— Exercise requirements —
Please copy, character for character, each line from the beginning of the listing to the line containing "It's a shame", including both.

— Records for this task —

Issue #543, opened 2021-07-30
redis doesn't work after aioredis package was updated


citramon:
Hi! 
We have a problem after new version [aioredis](https://github.com/aio-libs/aioredis-py/releases/tag/v2.0.0) was released.

```
AttributeError: module 'aioredis' has no attribute 'create_pool'
  File "my_project/apps/checks/services.py", line 66, in my_function
    if await self.cache.exists('key'):
  File "aiocache/base.py", line 61, in _enabled
    return await func(*args, **kwargs)
  File "aiocache/base.py", line 45, in _timeout
    return await asyncio.wait_for(func(self, *args, **kwargs), timeout)
  File "asyncio/tasks.py", line 442, in wait_for
    return fut.result()
  File "aiocache/base.py", line 75, in _plugins
    ret = await func(self, *args, **kwargs)
  File "aiocache/base.py", line 354, in exists
    ret = await self._exists(ns_key, _conn=_conn)
  File "aiocache/backends/redis.py", line 19, in wrapper
    pool = await self._get_pool()
  File "aiocache/backends/redis.py", line 219, in _get_pool
    self._pool = await aioredis.create_pool((self.endpoint, self.port), **kwargs)
```

AlekseiMarinichenko:
@citramon Use 

```
aiocache
aioredis>=1.3,<2.0
```
in your **requirements.txt** as a temporary fix.

aiocache is unmaintained and I do not think that someone will update it in a near feature

citramon:
> @citramon Use
> 
> ```
> aiocache
> aioredis>=1.3,<2.0
> ```
> 
> in your **requirements.txt** as a temporary fix.
> 
> aiocache is unmaintained and I do not think that someone will update it in a near feature

yep, i did it. Thanks. But I hope the maintainers will fix this someday :)

mattyweb:
@citramon It doesn't look like this project has maintainers. But it looks like it shouldn't be too difficult to fork to add support for aioredis 2.0. There's new syntax for the pool creation and updating that might do it.

It's a shame that this library isn't getting updated though. I'm not sure how aio-libs works but you'd think they'd be kept in sync with one another. Maybe one of the new aioredis maintainers would be gracious enough to take up ownership of this one too...

Krukov:
Hello, maybe It well be helpful for someone -  I got my own library like aiocache, but with supporting aioredis old and new version https://github.com/Krukov/cashews

samuelbailey123:
[...]

Issue #536, opened 2021-04-01
New release?


zware:
There are a few useful changes that are [not available in the latest 0.11.1 release](https://github.com/aio-libs/aiocache/compare/0.11.1...master), such as #478 (fixing Redis `clear` with namespace that happens to be empty), #470 (quieter imports), #514 (explicit support for Python 3.9).

I couldn't find documentation of release plans, so I figured I would just ask here :)

Thanks!

amatai:
Also interested to know about this plan. We are having to fork and use our own `master` branch for the redis clear fix.
Will be very helpful to have a new release.
Willing to help in this effort.

Mark90:
@Dreamsorcerer Should the Github CI build upon the tox/Makefile setup, or doesn't matter how it does the job as long as it lints tests and deploys?

Dreamsorcerer:
Doesn't need tox, just use a version matrix like in the other projects.

citramon:
@Dreamsorcerer, could you check [572](https://github.com/aio-libs/aiocache/pull/572)? It's for the last checkbox :)

nikolaevigor:
so is this project dead?

Dreamsorcerer:
Tests are running again, except for #585. If anyone has time to debug that one, that would be great. I'll continue on with the other tasks on the list for now, and start looking at all the open PRs.

Dreamsorcerer:
OK, I think as we sort out typing, aiojobs and other recent issues, it looks like there will need to be some significant changes to the design.

So, I'll push a release as soon as we have Python 3.11 sorted. The tests on 3.11 are failing, seemingly with the caches not retrieving values: #618.

Dreamsorcerer:
Right, looks like we've got 3.11 working (thanks @a68366). I'll look at doing a release on Friday.

If there's any more PRs people want merged, now is the time. There are quite a few reasonable looking PRs that people haven't bothered to add tests to. So, if anyone wants to finish up any of those, that'd be great.

Dreamsorcerer:
OK, finally out.

If anyone wants to contribute to the next major release, I've tagged several things to do under the 1.0 milestone which are likely to result in backwards-incompatible changes.
https://github.com/aio-libs/aiocache/milestone/8

pshafer-als:
@Dreamsorcerer  Thank you for driving all these updates and getting them released.

PR #546, opened 2021-08-21
[Bugfix] Add redis-py >= 4.2.0 support

laggardkernel:
2022.05.12: switched backend from aioredis` to `redis-py >= 4.2.0`.

---

**Update**: 

- To test with `aioredis` 2.0.0 automatically. Travis and tox configurations need to be updated. 
- Fixes aio-libs/aiocache#543

## What do these changes do?

aioredis 2.0.0 released with breaking API change. Update current backend implementation of `airedis/backends/redis.py`.

Breaking aioredis changes encounter during making this PR. aio-libs/aioredis-py#1109

Nope. Lower level redis backend change. No public API affected.

## Checklist

### DIFF
--- a/aiocache/backends/redis.py
+++ b/aiocache/backends/redis.py
@@ -103,13 +103,12 @@ class RedisBackend:
         return await self.client.setex(key, ttl, value)
 
     async def _cas(self, key, value, token, ttl=None, _conn=None):
-        args = [value, token]
+        args = [key, value, token]
         if ttl is not None:
             if isinstance(ttl, float):
                 args += ["PX", int(ttl * 1000)]
             else:
                 args += ["EX", ttl]
-        args = [key] + args
         res = await self._raw("eval", self.CAS_SCRIPT, 1, *args, _conn=_conn)
         return res
 
--- a/aiocache/backends/redis.py
+++ b/aiocache/backends/redis.py
@@ -48,7 +48,7 @@ class RedisBackend:
         super().__init__(**kwargs)
         if loop is not None:
             warnings.warn(
-                "Parameter 'loop' has been obsolete on aiocache >= 0.12.0",
+                "Parameter 'loop' has been deprecated since aiocache 0.12",
                 DeprecationWarning,
             )
         if pool_min_size is not _NOT_SET:
--- a/aiocache/backends/redis.py
+++ b/aiocache/backends/redis.py
@@ -72,7 +72,7 @@ class RedisBackend:
         # (decode_responses=False), because some of the values are saved as
         # bytes directly, like pickle serialized values, which may raise an
         # exception when decoded with 'utf-8'.
-        self.client = redis.Redis(host=self.endpoint, port=self.port, db=self.db
+        self.client = redis.Redis(host=self.endpoint, port=self.port, db=self.db,
                                   password=self.password, decode_responses=False,
                                   socket_connect_timeout=self.create_connection_timeout,
                                   max_connections=self.pool_max_size)
--- a/aiocache/backends/redis.py
+++ b/aiocache/backends/redis.py
@@ -65,10 +65,8 @@ class RedisBackend:
         #  but doesn't wait for connection reuse when number of conns
         #  exceeds the limit. While in aioredis 1.x, it waits asynchronously
         #  via asyncio.Condition. So max pool size defaults to None in redis.
-        if pool_max_size is None:
-            self.pool_max_size = None
-        else:
-            self.pool_max_size = int(pool_max_size)
+        # TODO: Remove int() call some time after adding type annotations.
+        self.pool_max_size = None if pool_max_size is None else int(pool_max_size)
         self.create_connection_timeout = (
             float(create_connection_timeout) if create_connection_timeout else None
         )
--- a/aiocache/backends/redis.py
+++ b/aiocache/backends/redis.py
@@ -134,13 +134,9 @@ class RedisBackend:
     async def __multi_set_ttl(self, flattened, ttl):
         async with self.client.pipeline(transaction=True) as p:
             p.execute_command("MSET", *flattened)
-            if isinstance(ttl, float):
-                ttl = int(ttl * 1000)
-                for key in flattened[::2]:
-                    p.pexpire(key, time=ttl)
-            else:
-                for key in flattened[::2]:
-                    p.expire(key, time=ttl)
+            ttl, exp = (int(ttl * 1000), p.pexpire) if isinstance(ttl, float) else (ttl, p.expire)
+            for key in flattened[::2]:
+                exp(key, time=ttl)
             await p.execute()
 
     async def _add(self, key, value, ttl=None, _conn=None):
--- a/aiocache/backends/redis.py
+++ b/aiocache/backends/redis.py
@@ -67,21 +67,15 @@ class RedisBackend:
             float(create_connection_timeout) if create_connection_timeout else None
         )
 
-        redis_kwargs = {
-            "host": self.endpoint,
-            "port": self.port,
-            "db": self.db,
-            "password": self.password,
-            # NOTE: decoding can't be controlled on API level after switching to
-            #  redis, we need to disable decoding on global/connection level.
-            #  Cause some of the values are save as bytes directly, like pickle
-            #  serialized values, which may raise exc when decoded with 'utf-8'.
-            "decode_responses": False,
-            # parameter names are different
-            "socket_connect_timeout": self.create_connection_timeout,
-            "max_connections": self.pool_max_size,
-        }
-        self.client = redis.Redis(**redis_kwargs)
+        # NOTE: decoding can't be controlled on API level after switching to
+        # redis, we need to disable decoding on global/connection level
+        # (decode_responses=False), because some of the values are saved as
+        # bytes directly, like pickle serialized values, which may raise an
+        # exception when decoded with 'utf-8'.
+        self.client = redis.Redis(host=self.endpoint, port=self.port, db=self.db
+                                  password=self.password, decode_responses=False,
+                                  socket_connect_timeout=self.create_connection_timeout,
+                                  max_connections=self.pool_max_size)
 
     async def _get(self, key, encoding="utf-8", _conn=None):
         value = await self.client.get(key)
--- a/aiocache/backends/redis.py
+++ b/aiocache/backends/redis.py
@@ -93,13 +93,10 @@ class RedisBackend:
         return await self._get(key, encoding=encoding, _conn=_conn)
 
     async def _multi_get(self, keys, encoding="utf-8", _conn=None):
-        values = []
-        for value in await self.client.mget(*keys):
-            if encoding is None or value is None:
-                values.append(value)
-            else:
-                values.append(value.decode(encoding))
-        return values
+        values = await self.client.mget(*keys)
+        if encoding is None:
+            return values
+        return [v if v is None else v.decode(encoding) for v in values]
 
     async def _set(self, key, value, ttl=None, _cas_token=None, _conn=None):
         if _cas_token is not None:
--- a/aiocache/backends/redis.py
+++ b/aiocache/backends/redis.py
@@ -1,8 +1,8 @@
 import itertools
 import warnings
 
-import aioredis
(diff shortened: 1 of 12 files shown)


gerardcl:
hi @laggardkernel the PR LGTM! I like it! 👍  let me know if you want me to help on anything missing from the list! thanks a ton

markzporter:
Would love to see this merged

JimNero009:
Is this project still maintained? How can we as a group go about getting this merged? For us, this is blocking the migration of some keen souls to use Python 3.10 in the company.

Boring-Mind:
> Is this project still maintained? How can we as a group go about getting this merged? For us, this is blocking the migration of some keen souls to use Python 3.10 in the company.

You can create a fork from this project and make any adjustments you want. It's pretty easy. If you need to download the package from pip, please upload it to pypi.

JimNero009:
We may indeed have to go down that route if there is no chance of this change getting into the codebase any time soon -- is this the case? The changes here seem functionally complete? 

In other words, is it 'official' that this codebase is no longer maintained?

argaen:
Hi, sadly I'm not maintaining this project anymore but I'm happy to invite people to the project in case anyone wants to volunteer.

pboers1988:
@argaen has anybody volunteerd as of yet?

Dreamsorcerer:
If anyone wants to make a start, feel free to start PRs for migrating the CI to Github. See: https://github.com/aio-libs/aiocache/issues/536#issuecomment-1024448383

Dreamsorcerer:
I think keeping up the multi-version support is unsustainable and has little benefit. I'd like to just set the minimum version to `aioredis>=2` for the next release and keep things simple. If someone has time to update this PR to only use v2, that would be great. Otherwise, I'll look at updating later.

laggardkernel:
@Dreamsorcerer Okay, I'd like to have a try to adapt the PR with only `aioredis>=2` support when I have spare time.

Mark90:
@laggardkernel Did you get blocked on something, or just didn't get around to this? Otherwise, me (or someone else) could try to pick this up.

Dreamsorcerer:
Yes, might as well move to that library then. Though it's the same work, it looks like they've merged aioredis upstream, so the only difference currently is the import statement.

laggardkernel:
WIP: Updated the PR with only aioredis 2.x support. The test is fixed and passed, but the pytest fixtures may need some updates. I'll check that later.

> Would you agree it makes more sense to refactor aiocache to use redis-py than to make it ready for aioredis-py 2.x when the latter is likely to be deprecated?

I have read both `aioredis-py` and `redis-py` before. The last version of `redis-py` I read is still 4.1. I'll check the latest release of redis-py soon.

---

@Mark90 The time when I opened the PR I was unemployed. I had a good time browsing and reading all kinds of Python libraries, learning how they are designed. Now i'm back to work and kind of busy. Sorry. 🙇‍♂️

laggardkernel:
aioredis 2.x only support is done.

This PR is firstly made with backward compatiblity taken into consideration.
It supported for both aioredis 1.x and 2.x.
After the author agreed to drop support for aioredis 1.x, I went into a wrong
direction that kept the old design of redis cache backend, which managed
conn and pool manually. This is required when integrating with aioredis 1.x
but not with 2.x

Luckily, I realised it after a while, and refactored the code to be similar
with the memecached cache backend. It's much simpler and much more elegant now.

---

Most of my time is not spent on refactoring the redis cache backend code.
It's taken to make a correct mock of the `aioredis.Redis` instance.
FYI, methods like `.get()` `.set()` on `Redis` are not coroutine. In fact,
when we do `await redis.get()` we're await its returned value, which is a coroutine.

Autospeccing `aioredis.Redis` doesn't exactly reflect the above behavior.
I mocked the `.get()`, `.set()` methods with `AsyncMock` now to pass the tests.
Is there a better way to mock the methods more precisely?
I guess it doesn't matter, cause all we wanna do is to ensure `Redis.method` gets called.
Whether `Redis.method` communicates with the redis server correctly is tested in `aioredis`.

Sorry, I haven't had time to check async support in `redis-py` yet.

laggardkernel:
Done. 

The `redis >= 4.2.0` async support is based on `aioredis` and the APIs are compatible. I switched to from `aioredis` to `redis` easily. All redis related tests are fixed and passed on my local machine.

There're some breaking changes compared with `aioredis 1.x`, I'll detail them as code comment conversions.

laggardkernel:
Sorry, I thought the pre-commit hooks was enough to detect the linting err. Maybe some of my commits were made without git hooks installed yet.

Anyway, I fixed the linting err with `make lint`. I re-disabled the performance tests. Haven't dig it deeper to fix them yet. Not only redis, there're also some problems with the memcached performance tests as well, during the test running on my local machine.

BTW, I rebased the PR after the "test key refactoring" merged today.

joeblackwaslike:
@laggardkernel @argaen Do you guys need someone to take this PR over the finish line?  If you want to add me as a maintainer I can finish any remaining tasks necessary and cut a new release.  Thx

laggardkernel:
The PR is completed. Just need another run of the test by the CI, which is not triggered automatically. Part of the performance test is disabled, cause it doesn't fit the connection pool in `redis-py`.

@joeblackwaslike Glad about the help you offered. I'm afraid there's nothing we could do. Just the project lacks maintenance. If you need to use aioredis in your own project, you'd better fork the repo, merge this PR and build a package by yourself.

argaen:
Hi, as mentioned above, I'm not maintaining this project anymore but I'm happy to invite any maintainers who would like to contribute. @laggardkernel @joeblackwaslike let me know and I'll invite you

Krukov:
Hi there,

If someone here looking for alternative with more up to date support:

https://github.com/Krukov/cashews  - ready to be used and contribute
 - using redis-py
 - python 3.7-3.11

Dreamsorcerer:
I'll refresh myself on where this is at in a couple of days.
Tests probably just need to have master merged in order to run, maybe a force-push messed it up or something.

aiocache/backends/redis.py
```diff
@@ -52,163 +39,171 @@ def __init__(
...
-        self.pool_min_size = int(pool_min_size)
-        self.pool_max_size = int(pool_max_size)
+        # NOTE: In redis and aioredis 2.x, ConnectionPool raises ConnectionError
+        #  but doesn't wait for connection reuse when number of conns
+        #  exceeds the limit. While in aioredis 1.x, it waits asynchronously
+        #  via asyncio.Condition. So max pool size defaults to None in redis.
+        if pool_max_size is None:
+            self.pool_max_size = None
+        else:
+            self.pool_max_size = int(pool_max_size)
```
Dreamsorcerer, line 71:
```suggestion
        self.pool_max_size = None if pool_max_size is None else int(pool_max_size)
```

Dreamsorcerer: We should probably just look at adding type annotations and then not doing this `int()` conversion...

aiocache/backends/redis.py
```diff
@@ -52,163 +39,171 @@ def __init__(
...
         self.endpoint = endpoint
         self.port = int(port)
         self.db = int(db)
         self.password = password
-        self.pool_min_size = int(pool_min_size)
-        self.pool_max_size = int(pool_max_size)
+        # NOTE: In redis and aioredis 2.x, ConnectionPool raises ConnectionError
+        #  but doesn't wait for connection reuse when number of conns
+        #  exceeds the limit. While in aioredis 1.x, it waits asynchronously
+        #  via asyncio.Condition. So max pool size defaults to None in redis.
```
Dreamsorcerer, line 67:
```suggestion
```

Nice to know why the change in the PR, but probably doesn't need to be committed to the code.

aiocache/backends/redis.py
```diff
@@ -52,163 +39,171 @@ def __init__(
...
+            # NOTE: decoding can't be controlled on API level after switching to
+            #  redis, we need to disable decoding on global/connection level.
+            #  Cause some of the values are save as bytes directly, like pickle
+            #  serialized values, which may raise exc when decoded with 'utf-8'.
+            "decode_responses": False,
+            # parameter names are different
+            "socket_connect_timeout": self.create_connection_timeout,
+            "max_connections": self.pool_max_size,
+        }
+        self.client = redis.Redis(**redis_kwargs)
```
Dreamsorcerer, line 90: Better to put the kwargs in directly. You lose typing information with a dict, so mypy is unlikely to catch wrong types getting passed in (e.g. if upstream API changes).

aiocache/backends/redis.py
```diff
@@ -52,163 +39,171 @@ def __init__(
...
-    @conn
     async def _cas(self, key, value, token, ttl=None, _conn=None):
         args = [value, token]
         if ttl is not None:
             if isinstance(ttl, float):
                 args += ["PX", int(ttl * 1000)]
             else:
                 args += ["EX", ttl]
-        res = await self._raw("eval", self.CAS_SCRIPT, [key], args, _conn=_conn)
+        args = [key] + args
```
Dreamsorcerer, line 127: Why not just add key to the start of the list on line 121?

aiocache/backends/redis.py
```diff
@@ -52,163 +39,171 @@ def __init__(
...
+        return await self.client.setex(key, ttl, value)
 
-    @conn
     async def _cas(self, key, value, token, ttl=None, _conn=None):
         args = [value, token]
         if ttl is not None:
             if isinstance(ttl, float):
                 args += ["PX", int(ttl * 1000)]
             else:
                 args += ["EX", ttl]
```
Dreamsorcerer, line 126: On an unrelated point, these should probably be `args.extend(...)`, rather than doing concatenation.

tests/performance/conftest.py
```diff
@@ -1,21 +1,26 @@
...
-# TODO: Update aioredis and fix tests.
+
+# TODO:
+#  1. concurrency_error_rates test doesn't work as expected with redis-py,
+#  where both ConnectionPool and BlockingConnectionPool raise ConnectionError
+#  but don't wait for connection reuse when number of conns exceeds the limit.
+#  That's why pool in redis-py uses an unlimit number connections by default.
+#  So no HTTP req should fails in the concurrency_error_rates test with redis-py.
+#  2. On my local machine, test_memcached_getsetdel() fails, it doesn't reach
+#  the performance target.
```
Dreamsorcerer, line 13: Let's move this into an issue if we're not fixing it immediately.

tests/ut/backends/test_redis.py
```diff
@@ -1,319 +1,268 @@
...
-
 
 @pytest.fixture
-def redis_pool(redis_connection):
-    class FakePool:
-        def __await__(self):
-            yield
-            return redis_connection
+def redis_pipeline():
+    pipeline = AsyncMock(name="redis_pipeline")
```
Dreamsorcerer, line 14: Can you try with `create_autospec()`? Code would be more robust, and the next few lines can probably be removed as well.

tests/ut/backends/test_redis.py
```diff
@@ -1,319 +1,268 @@
...
-        )
-
-    @pytest.mark.asyncio
-    async def test_get(self, redis, redis_connection):
-        await redis._get(Keys.KEY)
-        redis_connection.get.assert_called_with(Keys.KEY, encoding="utf-8")
+    async def test_get(self, redis):
+        redis.client.get.return_value = b"value"
+        assert await redis._get(Keys.KEY) == "value"
+        redis.client.get.assert_called_with(Keys.KEY)
```
Dreamsorcerer, line 108: The original test use `.assert_called_with(Keys.KEY, encoding="utf-8")`?

tests/ut/backends/test_redis.py
Dreamsorcerer: This is also on my list of tasks (https://github.com/aio-libs/aiocache/issues/536#issuecomment-1068390586), so can be looked at separately if you've not got the time.

Dreamsorcerer:
OK, looking good. Just some minor niggles I'd like resolved.
Sorry it's taken so long.

tests/ut/backends/test_redis.py
Dreamsorcerer: Because encoding is done in aiocache now.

— Written solution —
Issue #543, opened 2021-07-30
redis doesn't work after aioredis package was updated


citramon:
Hi! 
We have a problem after new version [aioredis](https://github.com/aio-libs/aioredis-py/releases/tag/v2.0.0) was released.

```
AttributeError: module 'aioredis' has no attribute 'create_pool'
  File "my_project/apps/checks/services.py", line 66, in my_function
    if await self.cache.exists('key'):
  File "aiocache/base.py", line 61, in _enabled
    return await func(*args, **kwargs)
  File "aiocache/base.py", line 45, in _timeout
    return await asyncio.wait_for(func(self, *args, **kwargs), timeout)
  File "asyncio/tasks.py", line 442, in wait_for
    return fut.result()
  File "aiocache/base.py", line 75, in _plugins
    ret = await func(self, *args, **kwargs)
  File "aiocache/base.py", line 354, in exists
    ret = await self._exists(ns_key, _conn=_conn)
  File "aiocache/backends/redis.py", line 19, in wrapper
    pool = await self._get_pool()
  File "aiocache/backends/redis.py", line 219, in _get_pool
    self._pool = await aioredis.create_pool((self.endpoint, self.port), **kwargs)
```

AlekseiMarinichenko:
@citramon Use 

```
aiocache
aioredis>=1.3,<2.0
```
in your **requirements.txt** as a temporary fix.

aiocache is unmaintained and I do not think that someone will update it in a near feature

citramon:
> @citramon Use
> 
> ```
> aiocache
> aioredis>=1.3,<2.0
> ```
> 
> in your **requirements.txt** as a temporary fix.
> 
> aiocache is unmaintained and I do not think that someone will update it in a near feature

yep, i did it. Thanks. But I hope the maintainers will fix this someday :)

mattyweb:
@citramon It doesn't look like this project has maintainers. But it looks like it shouldn't be too difficult to fork to add support for aioredis 2.0. There's new syntax for the pool creation and updating that might do it.

It's a shame that this library isn't getting updated though. I'm not sure how aio-libs works but you'd think they'd be kept in sync with one another. Maybe one of the new aioredis maintainers would be gracious enough to take up ownership of this one too...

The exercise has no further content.